Independentemente da opção regulatória adotada, existe convergência sobre a importância de capacidades institucionais para implementação do marco legal. Críticos apontam que o Brasil historicamente enfrenta dificuldades na implementação de marcos regulatórios complexos, com órgãos reguladores frequentemente desprovidos de recursos, pessoal qualificado e infraestrutura técnica para exercer suas funções de forma efetiva.

O modelo de governança proposto no PL 2338/2023, que prevê a criação do Sistema Nacional para Desenvolvimento, Regulação e Governança de Inteligência Artificial, demandará investimentos significativos em estrutura institucional. A articulação entre múltiplos atores governamentais, acadêmicos e do setor produtivo impõe desafios de coordenação que não devem ser subestimados.

A experiência de implementação da Lei Geral de Proteção de Dados Pessoais oferece lições pertinentes: apesar de marco legal amplamente elogiado, a aplicação efetiva ainda enfrenta obstáculos relacionados a capacidades técnicas, interpretação jurisprudencial e práticas de conformidade das organizações.

Pontos de Convergência e Direções Futuras

Apesar das divergências descritas, é possível identificar áreas de convergência entre as diferentes perspectivas. Existe acordo geral sobre a importância de princípios como transparência, não discriminação e responsabilização no desenvolvimento e uso de sistemas de IA. A divergência concentra-se menos em objetivos finais e mais em mecanismos de implementação e nível de prescrição normativa.

Também há reconhecimento de que o cenário tecnológico evolui com velocidade que supera ciclos legislativos tradicionais, exigindo marcos regulatórios com capacidade adaptativa. A inclusão de mecanismos de revisão periódica e a articulação com autoridades setoriais emerge como estratégia para lidar com essa incerteza estrutural.

O calendário regulatório internacional, especialmente a entrada em vigor de obrigações de transparência do AI Act europeu em agosto de 2026, cria pressão adicional para que o Brasil defina sua posição. O alinhamento ou divergência em relação a padrões internacionais terá implicações para negócios brasileiros que operam em cadeias globais de valor.

Considerações Finais

O debate sobre o marco regulatório da inteligência artificial no Brasil revela tensão estrutural entre imperativos de inovação, proteção de direitos e afirmação de soberania tecnológica. Não existem respostas simples ou soluções universalmente válidas para os desafios que a tecnologia apresenta.

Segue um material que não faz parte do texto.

PR #2769, opened 2018-12-20
adds cookie for detecting failed downloads

gsatimos:
- see comment regarding this: https://github.com/aodn/issues/issues/355

### DIFF
--- a/web-app/js/jquery/jquery.fileDownload.js
+++ b/web-app/js/jquery/jquery.fileDownload.js
@@ -327,6 +327,12 @@ $.extend({
         setTimeout(checkFileDownloadComplete, settings.checkInterval);
 
 
+        function deleteCookie(name, path, domain) {
+            var cookieData = name + "=; path=" + path + "; expires=" + new Date(0).toUTCString() + ";";
+            if (domain) cookieData += " domain=" + domain + ";";
+            document.cookie = cookieData;
+        }
+
         function checkFileDownloadComplete() {
             //has the cookie been written due to a file download occuring?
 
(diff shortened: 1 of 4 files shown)


web-app/js/jquery/jquery.fileDownload.js
```diff
@@ -327,6 +327,12 @@ $.extend({
         setTimeout(checkFileDownloadComplete, settings.checkInterval);
 
 
+        function deleteCookie(name, path, domain) {
```
pmbohm: There is a new `jQuery File Download Plugin v1.4.5` does it do what you want?
It seems a little wrong to mod this plugin

gsatimos: I had a look at it and it doesn't do what we want. Personally, and this might just be my opinion but if we're adding code directly to our repo in this manner instead of pulling it in from it's own source then we're basically saying 'this is now part of our code' and therefore it can be editable just like the rest of our code. Otherwise we should just be managing it properly as a third-party dependency.

lwgordonimos: Not necessarily. "Vendoring" third party libraries into your codebase is very common, but doesn't automatically make them fair game for forking. It just makes upgrading jquery a nightmare in future! There has to be a way to achieve this without modifying 3rd party libs.

gsatimos: um, not really sure I know what the answer is to that. Maybe submit a PR and get the feature added to the library?

akashisama: Would it be possible to do something like the overrides we have in the prototypes folder? https://github.com/aodn/aodn-portal/tree/master/web-app/js/portal/prototypes

gsatimos: thanks @akashisama I'll see if that would work

ccmoloney:
The solution George has implemented solves the issue within the framework of the current codebase.  It might not be ideal - but we are operating within the constraints of the code as it stands.  If we feel strongly that this is a section of the system that needs to be re-designed/re-implemented then we should raise a backlog item to address it as an exercise in tackling technical debt.  For now the user-facing issue has been rectified.

PR #2779, opened 2019-01-16
Fixes #2776 by testing ncWMS layers using the set map spatial extent

### LINKED ISSUE #2776: No data to download prevention not working for bounding box on gridded collections
This is in production - may be some remnant of "the disaster day"? Noted when a user email came through.

Steps to reproduce:

Add a gridded collection to the map such as https://portal-systest.aodn.org.au/search?uuid=d7a14921-8f3f-4522-9a54-e7d1df969c8a on step 3 zoom out to where there is no data displayed and draw a bounding box. Also select the Point at timeseries box for comparison and click where bounding box is.

What should happen:

Get an error message indicating there is no data to download so that user cannot even try 

What does happen:

There is no error and the user can set off the download only for the download to fail with not a very good message in the email.

Point time series in the same spot does have an error message though...

pmbohm:


jonescc:
No unit test to pick this up?  No wonder we broke it in the first place.

jonescc:
Suggest we add a unit test.  Making sure we don't break things is what unit tests are good for.

PR #2780, opened 2019-01-24
Using Geowebcache for static

pmbohm:


pmbohm:
Not to be merged until http://geoserver-static.aodn.org.au/geoserver/gwc/service/wms is alive
Part of aodn/backlog#1035

pmbohm:
@lwgordonimos New push

lwgordonimos:
I've tweaked this one a bit to work with the "integrated caching" feature. The config works fine in my stack, and is able to be overriden in Portal.groovy effectively but I'm not 100% on whether this is the best place to inject this "tiled=true" parameter(which is required for GWC integration). Open to suggestions as to whether this is better placed elsewhere.

akashisama:
What made you change to using the integrated caching rather than the internal gwc directly?

lwgordonimos:
This is only the default values in the base config, because I was thinking how to make the transition smooth. This means that it will work regardless of the GWC situation, but when we want to use it in a real environment, we can point to GWC directly.

It makes this change compatible with both GWC enabled and non-cached geoserver-statics, so is trying to be conservative

lwgordonimos:
i.e, if we configure the URL as `http://geoserver-static.aodn.org.au/geoserver/wms` it will work in pretty much any scenario (albeit slowly if totally uncached), but if we set it to `http://geoserver-static.aodn.org.au/geoserver/gwc/service/wms` it will explode if the Geoserver doesn't have GWC enabled.

akashisama:
The defaultParams seems like a good place to put "tiled=true" to me. Tested it out against current non-gwced static geoserver and it worked as expected so it should be safe to put into production.

Only annoying thing is that with this extra parameter added, the tile requests currently in the squid cache will no long be relevant. Would be good to make sure the requests with "tiled=true" are cached before putting this into prod (assuming this gets in before the swap over to using static-gwc).

akashisama:
The reasons the preview images aren't initially in the cache, and are therefore slow to load first time are:
1. The requests are for jpeg files, which we don't seed. I see no reason why we shouldn't make these request png to match with the requests for the main map.
1. Some of the previews show first or second level zoom which we don't seed, but they'd add almost no extra time to the seeding since the top two zoom levels have barely any tiles.

lwgordonimos:
Yeah I'd started to look at the JPG thing on Friday and was thinking the same. They should just be PNG.
 Sounds reasonable with seeding. It seems to take about 30 mins (ish) to seed static with the previous;y configured zoom levels, so a few more minutes would be fine since it's so rarely needed.

lwgordonimos:
@akashisama I've updated the PR to have the minimaps requested as PNG format. The zoom level stuff we can deal with in the seeder config.

PR #2782, opened 2019-02-11
layer switcher control open by default

gsatimos:
https://github.com/aodn/backlog/issues/972


gsatimos:
closing this PR as there's no point having a one-liner PR around since 12 Feb.

PR #2784, opened 2019-02-19
Server timeout for downloads message updated

### LINKED ISSUE #2783: Error message good but not useful
This was seen in Systest twice in a row then the download worked.
download error

Steps to reproduce (maybe)

Add Marvl3 Aus shelf data to the map draw a bounding box - proceed to step 3 and select Download as Temperature observations csv. 

What does happen:

Download failed to start and got the error: an error occurred while downloading this file

What should happen:

Download fails to start and get an informative error - either with information that helps the user understand why or information the user can send to the AODN helpdesk if they so choose and then we can use the information to determine which happened

Note: this addition of the message is a great addition far better than the download not starting and just timing out!

pmbohm:
Fixes #2783

### DIFF
--- a/web-app/js/jquery/jquery.fileDownload.js
+++ b/web-app/js/jquery/jquery.fileDownload.js
@@ -346,11 +346,12 @@ $.extend({
             //check if cookie is set to indicate failure
             if (settings.cookieFailedName !== undefined) {
                 if (document.cookie.toLowerCase().indexOf(settings.cookieFailedName.toLowerCase()) > -1) {
-                    internalCallbacks.onFail('an error occurred while downloading this file', fileUrl);
+
+                    internalCallbacks.onFail(OpenLayers.i18n("timeoutError"), fileUrl);
                     deleteCookie(settings.cookieFailedName, settings.cookiePath, settings.cookieDomain);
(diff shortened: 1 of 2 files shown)


akashisama:
Sadly the message isn't accurate. Adding extra filtering can actually make the problem worse. To reproduce:
(make sure you use a browser set to ask where to save files so it doesn't try to actually download the file)
1. Add the layer "MARVL3 - Australian shelf temperature data atlas"
1. Add a BBOX around the whole of Australia
1. Go to step 3
1. Click "download as" - > Temperature Observations csv
1. The download dialogue comes up instantly (click cancel once you get there, it's a big download)
1. Go back to step two and add a BBOX around Tasmania.
1. Go to step 3 
1. Click "download as" - > Temperature Observations csv
1. The download request times out!

pmbohm:
So this indicates a solution needs to occur much further up the food chain. 
https://github.com/aodn/issues/issues/355 is the parent issue.

Do all our WFS download requests need to be asynchronous WPS requests now due to increased data size of our data sets?

akashisama:
I've altered the error message to provide as much detail as we can really confirm about what went wrong.

PR #2800, opened 2019-07-23
Depth service layer config - now world_depth_data

pmbohm:


pmbohm:
For aodn/backlog#1046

O processo legislativo em curso oferece oportunidade para que a sociedade brasileira defina seus próprios parâmetros de governança, considerando circunstâncias específicas do ecossistema nacional. A qualidade do debate parlamentar e a participação informada de múltiplos stakeholders determinarão, em última análise, a eficácia do marco que emerge desse processo.

A regulação de IA não deve ser vista como fim em si mesmo, mas como instrumento para a construção de sociedade mais justa, eficiente e soberana. Qualquer que seja a opção regulatória adotada, sua implementação efetiva dependerá de investimentos em capacidades institucionais, educação tecnológica e participação social contínua.